There are a lot of classics and then there’s a handful of contemporary ones as well, like “Wait For It” from Hamilton and “You Will Be Found” from Dear Evan Hansen. We wanted to make sure we represented some of the current ones as well.
Your world expands way beyond the average mortal. Do you ever stop counting your Grammys?
Well, it’s easy to stop. I just get to three. I would love more. Let’s be honest. And beyond that, I enjoy storytelling across the board and I love the performing arts. If I’m doing it as a songwriter, if I’m doing it as a vocalist, if I’m doing it in TV and film or on the theater stage or on the concert stage, whatever it is, I love storytelling and I love music most specifically as my first love.
Where do you find the time for everything, I mean you’re a singer, songwriter, actor, activist, mother….
Even I don’t know. I think something that I’ve definitely seen over this pandemic is, good God, how we all learned about ourselves. We have learned shit about ourselves that we wish we didn’t know. We’ve all had way too much time on our hands. But also, the downward pressure that we’ve all experienced this year. The ambiguous loss, the tangible loss, the fear, the anxiety–for me, I have learned that I’m quite accustomed to being much healthier when I have a certain amount of output and a certain amount of input. Creatively, from a performance perspective, from a chemical perspective, I am just used to running at a certain gear, and to have stopped that…Just to put it bluntly, it fucked me up. So, where do I find time for it? I just look at it as a big dance and I just try to step in at the right cue. I say “Yes” to only the things that fill my heart in the right way. I keep reinforcing to the universe, “This is the kind of stuff I want to come my way.”

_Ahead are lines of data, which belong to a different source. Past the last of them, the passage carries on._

PR #283, opened 2019-01-30
Add: Prose explanations.

nc6:


specs/chain/latex/blockchain-spec.tex
```diff
@@ -839,6 +881,21 @@ \subsection{Block header processing}
...
 
 \subsection{Block body processing}
+
+During processing of the block body, we perform two main functions: verification
+of the body integrity using the proofs contained in the block header, and update
+of the various state components. These rules are given in figure
+\ref{fig:rules:bbody}.
+
+Verification is done independently for the three components of the body payload:
+UTxO, delegation and update. Each of these have three a signature in the block
```
mdimjasevic: "Each of these three have a signature"

specs/chain/latex/blockchain-spec.tex
```diff
@@ -839,6 +881,21 @@ \subsection{Block header processing}
...
+header. Note that Byron-era block payload also has an additional component: the
+VSS payload. This part of the block is unnecessary during the BFT era, and hence
+we do not bother to verify it.
```
mdimjasevic: I find it strange to use a phrase like "we do not bother" in a communication document like this. Can you rephrase this?

mdimjasevic (approved):
The prose looks OK.

I have one LaTeX remark: to avoid a line break in the PDF right in the middle of a figure name (e.g., "Figure\n6"), I suggest to update figure references like this:

```latex
figure~\ref{fig:rules:bbody}
```

This will ensure that e.g. "Figure 6" is always rendered on the same line.

specs/chain/latex/blockchain-spec.tex
```diff
@@ -702,6 +717,33 @@ \section{Block processing}
...
+    recognition that this is a block in a new epoch.
+  \item We check that the current block is being issued for a slot later than
+    the last block issued.
+  \item We check that the current block is being issued for a slot no later than
+    the current slot (as determined by the system clock).
+  \item We verify that the block signer is the current delegate of at least one
+    of the authorised genesis keys.
+  \item We check that the previous block hash contained in the block header
+    corresponds to the known hash of the previous block.
+  \item We check that the header signature correctly verifies the ``signable''
```
dnadales: what about "signed content"?

dnadales (approved):

specs/chain/latex/blockchain-spec.tex
nc6:
```suggestion
UTxO, delegation and update. Each of these three have a signature in the block
```

specs/chain/latex/blockchain-spec.tex
nc6:
```suggestion
we do not verify it.
```

specs/chain/latex/blockchain-spec.tex
nc6: Yeah, maybe? I don't like either, to be honest, but I'll go with that for now.
```suggestion
  \item We check that the header signature correctly verifies the ``signed''
```

dnadales:
bors self destroy.

:weary:

nc6:
bors retry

Kind of like “The Secret.”
Very much. Let’s manifest it.
So the album is coming out on June 25 and it will be sold as vinyl, CD and online?
I don’t think they did cassette, but I heard among the young kids that that’s becoming a new thing again. Where they are going to play, I don’t know. We didn’t do cassettes, but we did vinyl and CD and of course the digital source of your desires.
How long did it take you to record the album?
You see, we didn’t do it all at one time. We did it over the course of a year. We would go in and out, depending on the projects that Alex and I had.
So I would say cumulatively it was maybe three to four weeks of actual studio time.
Since everything is finally opening up, will you be touring in support of the album?
That is what I’m hoping. It’s a very specific album in terms of the orchestration. So being able to support that with instrumentalists, I’m looking at now trying to decide whether this is a symphony tour kind of thing or sourcing musicians from local orchestras, depending on where I go. I’ve never had an album this richly orchestrated. All that is to say is “Yes,” and I’m looking into the best ways to do so.
So, is there anything you’d like to talk about that I haven’t covered?
Yes. As of note, I would like to point out that the only duet on the album–which is “It All Fades Away” from Bridges of Madison County–is a duet that I do with Brandi Carlile, who is loved and is one of your own in the LGBTQ community. It is such a standout to me on the album, for a number of reasons. Number one is vocally, Brandi is unsurpassed, and number two, the song itself is a love song, so for two women singing this song, a lot of times we definitely don’t see (at least I haven’t) two women doing a love duet in popular music, much less in theater music. So I think that song in particular is a standout, and I would just love for people to be able to note that and celebrate it.